YES - exactly our strategy! The key is, do not get flustered! What seems like an age to you is in fact only a few seconds and we have found that motorists caught up behind either ignore us completely and chat on with their passengers, smile indulgently (stupide Anglaises!) or on one occasion even got out to help under the mnistaken impression that we did not know what to do. I knew, it just took a little longer with a RHD vehicle.
In the MH I have found it generally quicker to get out and walk round even with swmbo next to me - at the height of the passenger seat it is too high for her to reach down to car level and not quite high enough for the higher situated slots.

8)


----------



## zoro (May 1, 2005)

PeterandLinda said:


> Hi
> 
> provided you are happy to pay a £1 handling charge for what may be a €2.50 toll.
> 
> ...


----------



## homenaway (Jul 27, 2005)

We've not had problems with Visa debit or credit cards in France in the last couple of years even using an automatic fuel pump on a Sunday.

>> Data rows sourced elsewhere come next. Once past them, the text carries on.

PR #546, opened 2019-03-09
make sure to pass "n" argument to get a full result for schema list

hidekoji:
### Description

We need to pass `n` argument like `DBI::dbFetch(resultSet, n = n)` otherwise, we only get first 500 rows.

### Checklist

- [x] Pass devtools::check()
- [x] Pass devtools::test()
- [x] Tested with Exploratory

### DIFF
--- a/R/system.R
+++ b/R/system.R
@@ -793,14 +793,14 @@ getListOfColumns <- function(type, host, port, databaseName, username, password,
 
 #' API to execute a query that can be handled with DBI
 #' @export
-executeGenericQuery <- function(type, host, port, databaseName, username, password, query, catalog = "", schema = "", n = -1){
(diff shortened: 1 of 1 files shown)


R/system.R
```diff
@@ -793,14 +793,14 @@ getListOfColumns <- function(type, host, port, databaseName, username, password,
 
 #' API to execute a query that can be handled with DBI
 #' @export
-executeGenericQuery <- function(type, host, port, databaseName, username, password, query, catalog = "", schema = ""){
+executeGenericQuery <- function(type, host, port, databaseName, username, password, query, catalog = "", schema = "", n = -1){
```
hideaki: Other similar function in this file uses "numOfRows" as the name for this parameter. Let't make it consistent.

hidekoji: Changed argument name to `numOfRows`

PR #547, opened 2019-03-19
Calculate average marginal effect based on pre-SMOTE data

hideaki:
### Description
Calculate average marginal effect based on pre-SMOTE data, even if model is based on SMOTEd data.

### Checklist

- [ ] Pass devtools::check()
- [ ] Pass devtools::test()
- [x] Tested with Exploratory


kei51e:
According to Hideaki, it is covered by the auto test against the function that calls this new function.

PR #507, opened 2018-05-15
Add cat and catp variables.

evmcl:
Added the following variables:

  cat file

```
Reads a file and displays the contents in conky. This is useful
if you have an independent process generating output that you
want to include in conky.
```

  catp file

```
Reads a file and displays the contents in conky. This is useful
if you have an independent process generating output that you
want to include in conky. This differs from $cat in that it
parses the contents of the file, so you can insert things like
${color red}hi!${color} in your file and have it correctly parsed
by Conky.
```


brndnmtthws:
For some reason the sonar config, which is here:

https://github.com/brndnmtthws/conky/blob/master/.travis.yml#L82-L85

is missing from your build:

https://travis-ci.org/brndnmtthws/conky/jobs/379157167/config

I'm not exactly sure why it's being dropped. Let me poke around.

brndnmtthws:
Seems like it's not even possible yet: https://stackoverflow.com/questions/45612758/how-do-i-get-sonarcloud-to-run-on-pull-requests-from-forks-with-travis-maven

I'll have to figure out something else.

PR #530, opened 2018-07-02
Documentation fixes for macOS

npyl:
This commit fixes documentation of a macOS specific variable (`sip_status`) as promised in #480.

Also, fix some identation problems in `darwin.cc`

**EDIT:** the second commit is quite interesting, though it would seem be wiser that @brndnmtthws  waits before merging for the respective [issue](https://github.com/Conky-for-macOS/conky-for-macOS/issues/18) to be fixed.


brndnmtthws:
I'll merge #532 instead of this (it's the same).

PR #534, opened 2018-07-08
Added destroy methods to some functions to fix memory leaks.

Monsterovich:
Accidentally I noticed that my conky .lua file produces a lot of memory leaks. I used Google (and this too: http://u-scripts.blogspot.com/2011/01/memory-leaks-in-conkyluacairo.html) and fixed everything I could. It doesn't work.

By increasing the refresh rate conky ate over 700 mb in a few seconds.
qtox_image_2018-07-08 23-04-37 478

Then I just did this for testing:
```
for i = 1, 1000 do
    local te = cairo_text_extents_t:create()
    local fe = cairo_font_extents_t:create()
end
```
It seems that memory created by cairo_*_extents_t:create() is never freed.

I added functions to free unused memory.
```
for i = 1, 1000 do
    local te = cairo_text_extents_t:create()
    local fe = cairo_font_extents_t:create()
    cairo_text_extents_t:destroy(te)
    cairo_font_extents_t:destroy(fe)
end
```

Now, it works fine even on very high refresh rate.

### DIFF
--- a/lua/cairo.pkg
+++ b/lua/cairo.pkg
@@ -61,6 +61,7 @@ typedef struct _cairo_matrix {
 	double x0;
 	double y0;
 	static tolua_outside cairo_matrix_t* create_cairo_matrix_t @ create();
+	static tolua_outside void destroy_cairo_matrix_t @ destroy(cairo_matrix_t *pointer);
 } cairo_matrix_t;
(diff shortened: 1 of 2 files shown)


brndnmtthws:
Merged in #535. Thanks!

Issue #303, opened 2016-08-02
No cast snafu


ghost:
Hello,

Why do you use the ctype header functions with arguments of **signed** int ?

https://www.securecoding.cert.org/confluence/display/c/STR37-C.+Arguments+to+character-handling+functions+must+be+representable+as+an+unsigned+char

su8:
Thank you for reporting, it's fixed in the following commit - https://github.com/brndnmtthws/conky/commit/7bca0ca8819f03883affa5fba9e8506d8c2c5f29

PR #544, opened 2018-08-01
core.cc,x11.cc,x11.h: Add Num,Caps,Scroll lock text objects, and fix #439

### LINKED ISSUE #439: Add XKB Indicators
Some laptops and keyboards don't come with LED Caps Lock or Num Lock indicators.

It would be nice if conky could display the state of XKB indicators such as Caps Lock, Scroll Lock, Num lock etc.

su8:
Three new text objects are added: `num_led, scroll_led, caps_led` to solve https://github.com/brndnmtthws/conky/issues/439

edit:
It also solves issue https://github.com/brndnmtthws/conky/issues/303

### DIFF
--- a/src/algebra.cc
+++ b/src/algebra.cc
@@ -147,7 +147,7 @@ enum arg_type get_arg_type(const char *arg) {
     p++;
   }
   while (p <= e) {
-    if (isdigit(*p) == 0) {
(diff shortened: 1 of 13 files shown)


su8:
Rebased 3 times and my commits are still not squashed :{

Issue #306, opened 2016-08-11
tcp_ping returns raw data (nanoseconds)


BondarenkoArtur:
When i use `${tcp_ping google.com}` i get something like 18120 or 18928 when my ping is 18 ms
Probably is supposed to be shorten

su8:
Thanks for reporting this one, it's fixed in the latest commit.

PR #545, opened 2018-08-01
Fix issues #439, #303

su8:
Three new text objects are added: `num_led, scroll_led, caps_led` to solve https://github.com/brndnmtthws/conky/issues/439

It also solves issue https://github.com/brndnmtthws/conky/issues/303

edit:

It also solves issue #306

### DIFF
--- a/src/algebra.cc
+++ b/src/algebra.cc
@@ -147,7 +147,7 @@ enum arg_type get_arg_type(const char *arg) {
     p++;
   }
   while (p <= e) {
-    if (isdigit(*p) == 0) {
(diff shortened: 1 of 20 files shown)


su8:
The test run also "build-no-x11", so they fail because x11.cc is not compiled while the functions in core.cc rely on x11.cc to be compiled.

su8:
@brndnmtthws Are you interested in getting the currently used keyboard layout ?

brndnmtthws:
@su8 sure that sounds good. Let's get this merged first, then open a separate PR for that.

PR #563, opened 2018-08-05
Fixes compile issue with builtin config.

Vallimar:
Quick fix that resolves a compile error.


Vallimar:
This is for issue #547

PR #569, opened 2018-08-06
journal.cc: Add more overflow checks

su8:


brndnmtthws:
I merged #570 instead of this PR (it's the same).

PR #575, opened 2018-08-07
Fix problems found when fixing docker

ngaro:
These are all (mostly small) fixes and enhancements. I found them missing while building a container.

Only the 4 oldest have something to do with docker and only the 2nd oldest is a docker-only fix.


brndnmtthws:
It might be easier to do separate PRs next time  :)

I'm still trying to figure out how to use the code quality checks effectively. The good thing about having them is that we can have more autonomous collaborators, the downside is that it creates more friction.

Issue #26, opened 2013-10-19
Can't set more than one font with transparency


MichaelZer0:
It would be great if we could use transparency for each font independently, something like this:

${font Bitstream Vera Sans Mono:size=40:xftalpha=0.3}${time %M}
${font Droid Sans Mono:size=10:xftalpha=0.5}${time %S}

mswanson-me:
Is this issue still outstanding in the current version of Conky? If so, please update this issue. Otherwise, the issue will be closed in 2 weeks.

PR #577, opened 2018-08-07
More improvements for macOS and conky generally

npyl:
Hi!
This is some work on both general stuff and macOS specific stuff. 😝

# General Changes
- Activated the option `BUILD_WLAN` for all OSs (set to `false` by default)
- Fixed `$wireless_essid` (also affected Linux, probably other OS, too!) crashing conky when no `arg` was passed.  Correct behaviour would be to allocate `dev` with default interface (e.g. `eth0`). Adding `parse_net_stat_arg` fixes the problem.
- Removed interface name from `$downspeed` and `$upspeed` from  `conky.conf` and `conky_no_x11.conf`; we want conky to always use the `DEFAULTNETDEV` which is set during configuration with cmake and my vary from OS to OS.  This is part of 147499f320850210aeb69954fed2e690aeace252.

# macOS Changes
- Fixed `$if_up` by removing the `SOCK_CLOEXEC` flag from `socket()` in `net_stats.cc` when building for macOS; for some reason the function fails with error 43: `Protocol not supported`.  This may also affect linux but I haven't checked yet.
- Improve support for macOS (Patches for [#29](https://github.com/Conky-for-macOS/conky-for-macOS/issues/29) and [#26](https://github.com/Conky-for-macOS/conky-for-macOS/issues/26) are applied automatically now as of 147499f320850210aeb69954fed2e690aeace252 during cmake configuration)
- Improve `get_freq()` using the [Intel Power Gadget API](https://software.intel.com/en-us/blogs/2012/12/13/using-the-intel-power-gadget-api-on-mac-os-x) if `BUILD_IPGFREQ` is enabled.
- Add build option `BUILD_IPGFREQ` (set to `false` by default) so that the user can choose whether to use IPG or stick with old behaviour (Print **constant factory** frequency of CPU).

# IPG (Intel Power Gadget concerns)

**Intel Power Gadget** can be installed using **Homebrew-cask** and it installs a .app, a Framework and a kernel-extension.  This will seem a bit troublesome in my opinion for many users thus the `BUILD_IPGFREQ` option.
Now, one has the option to either use a better `$freq` or avoid the hussle of installing a library/kernel extension (with sacrifices).

***NOTE:*** IPG doesn't seem to support multiple cores although stating the opposite in the documentation thus, all readings are for core0.

# More Concerns

I am not sure if using Objective-C++ in `darwin.mm` will be a problem for sonar but if there is a problem I will work it out.

# Epilogue

This is a prequel; actual support for WLAN on macOS is coming soon!


brndnmtthws:
Let me make you a collaborator, and you can push your branch directly to this repo.

npyl:
There must be some problem with sonar, probably because of I changed `darwin.cc` to `darwin.mm` for Objective-C++

brndnmtthws:
@npyl Sonar doesn't work with external pull requests. The PR must originate from a branch on this repo, so it won't pass with this PR.

brndnmtthws:
@npyl Have a look at #579, the sonar checks should run on that PR.

npyl:
I see!! Thats great!  But still, why hasn't it passed the check yet?  Sonar has been going from the moment I opened the PR

brndnmtthws:
@npyl it can take 5-10 minutes.

PR #579, opened 2018-08-07
Conky for mac os master

brndnmtthws:


src/core.cc
```diff
@@ -121,6 +121,12 @@
 #include "darwin.h"
 #endif
 
+#if defined (__APPLE__) && defined (__MACH__)
+#define DARWIN_DEALLOCATE_CPU_SAMPLE obj->callbacks.free = &deallocate_cpu_sample;
```
brndnmtthws: This is a nit pick, but can you change this to a function instead of a macro? We have too many crazy C macros.

npyl: Can you please give me an example because I am not sure how this would work?  If I understand correct, you want me to introduce a general function e.g. `deallocate_cpu` but this would mean that all OS-specific files (linux.cc, freebsd.cc, etc) should introduce this function, too!

brndnmtthws: Yes precisely, an OS-dependent function (like `deallocate_cpu`) which can be set as the `free` callback, like this:

https://github.com/brndnmtthws/conky/blob/4d5db325d99ac5081f0e770c055562093654a6bd/src/core.cc#L579-L582

brndnmtthws: This function can just be a no-op on other platforms btw.

This is mostly about establishing better practices/patterns. I try to make sure everything continually improves :)

npyl: I think I can make it so that we won't have to make this change either and I will get rid of the macros!

npyl: Ok! I am on it now!

npyl: @brndnmtthws I got it! 😉

src/darwin.mm
```diff
@@ -286,7 +286,7 @@ void allocate_cpu_sample(struct cpusample **sample) {
   sample_handle = *sample; /* use a public handle for deallocating */
 }
 
-void deallocate_cpu_sample(struct text_object *obj) {
+void free_cpu(struct text_object *) {
```
brndnmtthws: Brilliant, thanks!

src/linux.cc
```diff
@@ -936,6 +936,9 @@ int update_cpu_usage(void) {
   return 0;
 }
 
+void free_cpu(struct text_object *) {
```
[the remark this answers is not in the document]
npyl: @brndnmtthws Would writing something like `void free_cpu(struct text_object *) {}` bypass the error?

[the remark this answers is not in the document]
brndnmtthws: It just needs an empty comment, I went ahead and added it.

brndnmtthws:
Sorry, I made a mess of the PR. I think we are good to go now though.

At the toll booths make sure you both put on your seltbelts completely before driving away as I believe the gendarmes may be waiting to pounce - not sure about needing a hi-viz vest if you get out of the vehicle  

Steve


----------



## Vennwood (Feb 4, 2007)

Mardie said:


> Hi hope someone can help. Been trawling the forums but can't seem to find the answer to my question although its probably hiding in there somewhere. Been to France previously and struggled with paying at paeges even leaving change behind as getting so flustered.
> 
> Does anyone know if any credit/debit cards work in the tolls / petrol stations, or would a pre-paid card work, if so which one would you recommend. We have tried to use credit cards in the petrol stations but with no success so always ended up paying cash.
> 
> ...


Never had a problem on the toll roads when using Mastercard. Not had any problems when using Mastercard or Visa in supermarkets for fuel or food.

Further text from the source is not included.